## Collected data
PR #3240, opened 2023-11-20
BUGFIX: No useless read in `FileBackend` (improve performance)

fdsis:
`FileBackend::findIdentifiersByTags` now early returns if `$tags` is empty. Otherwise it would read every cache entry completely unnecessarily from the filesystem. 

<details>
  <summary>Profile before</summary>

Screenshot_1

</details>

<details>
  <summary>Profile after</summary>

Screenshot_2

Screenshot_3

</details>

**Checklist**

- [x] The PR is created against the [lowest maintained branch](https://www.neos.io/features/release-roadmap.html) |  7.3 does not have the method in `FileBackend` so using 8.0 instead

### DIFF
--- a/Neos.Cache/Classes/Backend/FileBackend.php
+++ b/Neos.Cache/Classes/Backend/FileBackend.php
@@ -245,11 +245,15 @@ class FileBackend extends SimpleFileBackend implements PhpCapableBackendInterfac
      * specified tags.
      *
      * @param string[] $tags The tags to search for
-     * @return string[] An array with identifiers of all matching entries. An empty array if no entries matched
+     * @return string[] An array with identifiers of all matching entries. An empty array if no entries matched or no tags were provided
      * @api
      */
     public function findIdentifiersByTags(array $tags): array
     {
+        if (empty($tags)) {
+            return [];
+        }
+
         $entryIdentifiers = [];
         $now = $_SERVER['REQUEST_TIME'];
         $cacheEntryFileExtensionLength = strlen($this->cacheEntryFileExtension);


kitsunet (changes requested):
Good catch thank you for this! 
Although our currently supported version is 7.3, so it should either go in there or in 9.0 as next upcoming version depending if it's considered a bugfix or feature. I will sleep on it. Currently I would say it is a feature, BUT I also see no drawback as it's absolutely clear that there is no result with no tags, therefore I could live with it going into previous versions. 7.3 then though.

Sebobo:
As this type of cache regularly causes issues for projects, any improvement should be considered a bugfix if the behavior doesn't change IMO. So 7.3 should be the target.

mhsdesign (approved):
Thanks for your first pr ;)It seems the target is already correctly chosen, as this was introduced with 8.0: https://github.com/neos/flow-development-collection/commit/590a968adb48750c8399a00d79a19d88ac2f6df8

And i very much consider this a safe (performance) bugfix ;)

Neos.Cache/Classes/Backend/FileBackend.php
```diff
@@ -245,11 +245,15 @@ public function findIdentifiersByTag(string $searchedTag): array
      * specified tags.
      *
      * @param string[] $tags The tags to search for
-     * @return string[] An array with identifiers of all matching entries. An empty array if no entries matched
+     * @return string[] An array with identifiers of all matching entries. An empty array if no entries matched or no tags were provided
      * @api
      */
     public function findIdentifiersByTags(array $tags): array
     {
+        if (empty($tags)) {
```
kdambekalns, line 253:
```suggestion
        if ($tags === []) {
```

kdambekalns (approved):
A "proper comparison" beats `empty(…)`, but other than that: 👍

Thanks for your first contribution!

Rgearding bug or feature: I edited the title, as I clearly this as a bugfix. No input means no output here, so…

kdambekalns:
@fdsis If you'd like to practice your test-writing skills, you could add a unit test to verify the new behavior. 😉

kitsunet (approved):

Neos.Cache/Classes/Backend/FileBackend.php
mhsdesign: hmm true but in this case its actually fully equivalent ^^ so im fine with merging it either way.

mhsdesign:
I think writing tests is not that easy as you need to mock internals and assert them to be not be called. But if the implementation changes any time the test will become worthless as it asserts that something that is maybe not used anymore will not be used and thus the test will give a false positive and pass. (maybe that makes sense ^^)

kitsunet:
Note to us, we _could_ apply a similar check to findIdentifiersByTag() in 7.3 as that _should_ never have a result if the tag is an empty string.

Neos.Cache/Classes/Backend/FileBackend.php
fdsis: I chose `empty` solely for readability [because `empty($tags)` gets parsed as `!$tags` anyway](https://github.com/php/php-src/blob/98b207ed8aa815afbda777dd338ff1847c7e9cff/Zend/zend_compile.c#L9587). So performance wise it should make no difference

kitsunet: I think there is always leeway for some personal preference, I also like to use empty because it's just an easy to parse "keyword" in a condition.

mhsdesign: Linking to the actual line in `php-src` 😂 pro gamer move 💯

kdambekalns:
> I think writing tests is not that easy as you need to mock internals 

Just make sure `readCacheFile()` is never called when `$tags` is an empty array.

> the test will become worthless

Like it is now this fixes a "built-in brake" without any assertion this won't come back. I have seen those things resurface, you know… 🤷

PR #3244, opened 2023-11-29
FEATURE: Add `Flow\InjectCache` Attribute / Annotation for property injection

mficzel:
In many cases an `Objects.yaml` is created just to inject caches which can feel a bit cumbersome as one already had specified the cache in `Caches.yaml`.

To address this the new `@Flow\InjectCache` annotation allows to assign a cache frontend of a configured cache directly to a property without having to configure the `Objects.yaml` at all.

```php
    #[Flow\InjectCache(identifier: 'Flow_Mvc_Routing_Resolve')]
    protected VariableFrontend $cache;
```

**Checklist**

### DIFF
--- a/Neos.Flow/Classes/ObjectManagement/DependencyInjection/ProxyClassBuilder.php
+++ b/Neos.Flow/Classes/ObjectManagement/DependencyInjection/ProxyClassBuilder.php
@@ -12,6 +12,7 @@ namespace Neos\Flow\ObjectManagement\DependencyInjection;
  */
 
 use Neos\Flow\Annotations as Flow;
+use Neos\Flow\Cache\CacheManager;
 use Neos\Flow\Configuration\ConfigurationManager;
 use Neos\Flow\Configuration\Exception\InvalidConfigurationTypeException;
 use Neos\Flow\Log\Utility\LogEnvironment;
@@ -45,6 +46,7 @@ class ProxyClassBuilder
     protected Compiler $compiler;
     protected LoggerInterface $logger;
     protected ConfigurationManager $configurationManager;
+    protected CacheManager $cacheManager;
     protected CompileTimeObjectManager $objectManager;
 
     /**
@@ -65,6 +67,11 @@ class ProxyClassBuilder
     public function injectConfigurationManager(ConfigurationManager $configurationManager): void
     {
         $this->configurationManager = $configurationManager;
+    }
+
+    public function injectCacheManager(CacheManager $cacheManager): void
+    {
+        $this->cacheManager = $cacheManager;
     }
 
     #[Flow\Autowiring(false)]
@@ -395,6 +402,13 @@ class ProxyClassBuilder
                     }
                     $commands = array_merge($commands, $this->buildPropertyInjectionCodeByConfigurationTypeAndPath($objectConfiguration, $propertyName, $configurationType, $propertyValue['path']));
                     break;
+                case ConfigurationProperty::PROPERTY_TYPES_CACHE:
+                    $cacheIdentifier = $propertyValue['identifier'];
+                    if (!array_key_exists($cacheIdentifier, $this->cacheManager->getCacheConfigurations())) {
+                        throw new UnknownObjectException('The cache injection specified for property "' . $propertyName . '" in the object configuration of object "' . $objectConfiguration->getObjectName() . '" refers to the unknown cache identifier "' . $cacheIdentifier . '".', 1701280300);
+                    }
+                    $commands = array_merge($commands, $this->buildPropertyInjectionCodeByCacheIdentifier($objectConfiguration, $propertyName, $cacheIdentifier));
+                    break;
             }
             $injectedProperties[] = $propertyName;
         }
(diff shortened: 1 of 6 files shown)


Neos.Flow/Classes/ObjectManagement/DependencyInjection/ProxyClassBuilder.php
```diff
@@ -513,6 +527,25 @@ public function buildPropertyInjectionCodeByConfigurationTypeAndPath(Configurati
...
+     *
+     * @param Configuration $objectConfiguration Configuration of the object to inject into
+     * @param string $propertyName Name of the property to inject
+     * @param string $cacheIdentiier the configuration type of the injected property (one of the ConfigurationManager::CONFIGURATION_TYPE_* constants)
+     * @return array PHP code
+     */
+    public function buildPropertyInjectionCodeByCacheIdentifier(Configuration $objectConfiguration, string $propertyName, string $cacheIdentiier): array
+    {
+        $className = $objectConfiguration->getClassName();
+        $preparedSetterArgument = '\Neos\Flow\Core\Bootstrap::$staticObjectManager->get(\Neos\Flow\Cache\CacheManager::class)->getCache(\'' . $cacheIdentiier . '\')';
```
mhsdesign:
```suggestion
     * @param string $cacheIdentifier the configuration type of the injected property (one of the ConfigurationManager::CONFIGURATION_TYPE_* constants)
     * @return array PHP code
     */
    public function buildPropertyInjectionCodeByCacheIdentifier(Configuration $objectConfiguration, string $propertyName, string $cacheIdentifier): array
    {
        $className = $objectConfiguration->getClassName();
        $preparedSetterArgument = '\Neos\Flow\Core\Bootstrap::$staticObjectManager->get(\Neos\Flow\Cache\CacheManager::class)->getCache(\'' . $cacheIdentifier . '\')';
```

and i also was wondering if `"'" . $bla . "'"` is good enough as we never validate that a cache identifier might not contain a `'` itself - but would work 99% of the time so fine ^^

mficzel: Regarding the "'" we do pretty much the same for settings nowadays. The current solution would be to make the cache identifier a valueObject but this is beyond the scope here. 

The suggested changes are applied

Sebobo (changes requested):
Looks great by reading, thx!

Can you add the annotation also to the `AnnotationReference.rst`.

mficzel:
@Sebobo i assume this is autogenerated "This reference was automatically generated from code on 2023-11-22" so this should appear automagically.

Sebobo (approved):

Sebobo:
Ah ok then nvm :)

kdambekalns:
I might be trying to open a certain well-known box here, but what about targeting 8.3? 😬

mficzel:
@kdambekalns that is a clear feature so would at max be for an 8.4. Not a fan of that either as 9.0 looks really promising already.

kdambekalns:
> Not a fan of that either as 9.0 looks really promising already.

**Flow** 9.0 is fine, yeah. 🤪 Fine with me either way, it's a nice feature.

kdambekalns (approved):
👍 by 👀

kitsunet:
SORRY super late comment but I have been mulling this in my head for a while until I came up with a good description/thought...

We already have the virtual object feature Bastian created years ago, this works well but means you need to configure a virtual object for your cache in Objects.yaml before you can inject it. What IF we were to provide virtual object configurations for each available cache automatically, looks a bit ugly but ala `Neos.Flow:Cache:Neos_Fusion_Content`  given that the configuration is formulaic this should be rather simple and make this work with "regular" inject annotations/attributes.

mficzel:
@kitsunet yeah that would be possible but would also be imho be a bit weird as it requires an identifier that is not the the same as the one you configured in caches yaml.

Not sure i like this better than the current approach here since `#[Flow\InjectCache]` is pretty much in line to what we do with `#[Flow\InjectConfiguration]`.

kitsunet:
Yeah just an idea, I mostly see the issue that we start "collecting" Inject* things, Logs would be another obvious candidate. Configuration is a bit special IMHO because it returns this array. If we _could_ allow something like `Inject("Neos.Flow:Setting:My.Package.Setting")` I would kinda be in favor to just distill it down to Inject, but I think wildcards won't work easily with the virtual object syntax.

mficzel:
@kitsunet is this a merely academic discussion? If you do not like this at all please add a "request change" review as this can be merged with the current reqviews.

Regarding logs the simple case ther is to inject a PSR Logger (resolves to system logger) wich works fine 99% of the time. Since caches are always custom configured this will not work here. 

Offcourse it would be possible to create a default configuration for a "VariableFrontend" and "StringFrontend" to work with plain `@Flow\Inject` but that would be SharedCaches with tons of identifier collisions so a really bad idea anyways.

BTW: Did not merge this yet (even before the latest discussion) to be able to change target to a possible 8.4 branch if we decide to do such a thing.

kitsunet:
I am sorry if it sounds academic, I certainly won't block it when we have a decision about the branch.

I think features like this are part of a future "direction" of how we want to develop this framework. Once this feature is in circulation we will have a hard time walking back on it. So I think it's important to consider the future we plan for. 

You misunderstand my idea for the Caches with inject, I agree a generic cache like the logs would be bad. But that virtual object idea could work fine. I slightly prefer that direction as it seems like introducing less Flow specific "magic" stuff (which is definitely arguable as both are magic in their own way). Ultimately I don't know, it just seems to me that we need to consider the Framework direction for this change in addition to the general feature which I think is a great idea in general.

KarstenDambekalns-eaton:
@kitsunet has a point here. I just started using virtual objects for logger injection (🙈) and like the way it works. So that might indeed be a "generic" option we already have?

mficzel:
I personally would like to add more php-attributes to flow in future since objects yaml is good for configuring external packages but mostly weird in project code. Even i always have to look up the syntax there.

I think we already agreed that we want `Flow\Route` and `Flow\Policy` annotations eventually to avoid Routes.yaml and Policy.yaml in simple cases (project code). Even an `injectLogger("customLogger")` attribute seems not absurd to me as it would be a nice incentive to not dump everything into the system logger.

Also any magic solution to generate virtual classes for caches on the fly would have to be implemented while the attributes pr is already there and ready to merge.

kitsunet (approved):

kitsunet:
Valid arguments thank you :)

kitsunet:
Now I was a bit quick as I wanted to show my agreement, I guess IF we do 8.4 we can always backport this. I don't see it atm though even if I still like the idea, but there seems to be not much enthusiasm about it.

## What needs to be done
Lines from the one that contains "Valid arguments thank you :)" through the final line of the entries must be duplicated exactly, and no other lines.

## Answer box
Valid arguments thank you :)

kitsunet:
Now I was a bit quick as I wanted to show my agreement, I guess IF we do 8.4 we can always backport this. I don't see it atm though even if I still like the idea, but there seems to be not much enthusiasm about it.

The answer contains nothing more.